Transformer on load Condition
Transformer on load Condition: When load is connected to the secondary winding of a transformer , I2 (secondary current) is set up in the secondary winding. The magnitude and phase of I2 with respect to V2 (secondary voltage) depends upon the characteristics of the load. Secondary current I2 is in phase with V2,if load is no inductive , lags if load is inductive and it leads if load is capacitive.

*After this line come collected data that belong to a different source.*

PR #11277, opened 2020-03-07
Check Port to Determine TLS Use

nathaniel-bennett:
I noticed that if one passes in a URL that doesn't have "https://" specified at the beginning, the function would not indicate the use of TLS, even if the port was specified as 443 (the standard port for HTTPS connections). So, I added a simple check to do this. If this is not in line with standard practices, feel free to discard it; I simply thought that it would be behavior a developer would expect out of the function.
Another thing to take into consideration--one unexpected side effect of my modification is that URLs such as http://example.com:443 would connect via https, despite the fact that only http was specified.

CLA: trivial

##### Checklist

### DIFF
--- a/crypto/http/http_lib.c
+++ b/crypto/http/http_lib.c
@@ -91,6 +91,8 @@ int OSSL_HTTP_parse_url(const char *url, char **phost, char **pport,
         goto err;
     if (pport != NULL && (*pport = OPENSSL_strdup(port)) == NULL)
         goto err;
+    if (pssl != NULL && strcmp(port, "443") == 0)
+        *pssl = 1;
 
     OPENSSL_free(buf);
     return 1;


richsalz:
It's not a side-effect, that's the *only* thing this PR does, right?  It assumes 443 is TLS even if the scheme doesn't say https.  Not sure that's the right thing to do.

kaduk:
> if one passes in a URL that doesn't have "https://" specified at the beginning, the function would not indicate the use of TLS, even if the port was specified as 443 (the standard port for HTTPS connections)

At a protocol level, it is the URL "scheme" (i.e., the "https:" part) that specifies what protocol is to be used to retrieve the indicated resource, including whether or not TLS is used to do so.  It is valid (albeit uncommon) protocol usage to speak http-not-s on port 443.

This secondary current sets up m.m.f( =N2I2 ) and hence it produce magnetic flux Φ 2 which is in opposition to the main primary flux Φ . The secondary ampere-turns N2I2 are known as demagnetizing amp-turns. The opposing secondary flux Φ 2 weakens the primary flux Φ momentarily, hence the primary winding back e.m.f E1 tends to be reduced. For a moment V1 > E1 and hence more current to flow in the primary winding . Let the additional primary current be I2’ which is known as load component of primary current. This current (I2) is anti-phase with I2.This load component of primary current(I2’) sets up its own flux Φ 2’ which is in opposition to secondary flux Φ 2 , but is in the same direction as primary flux Φ. And flux Φ 2’ is equal to Φ 2. Hence, the two flux cancel each other out.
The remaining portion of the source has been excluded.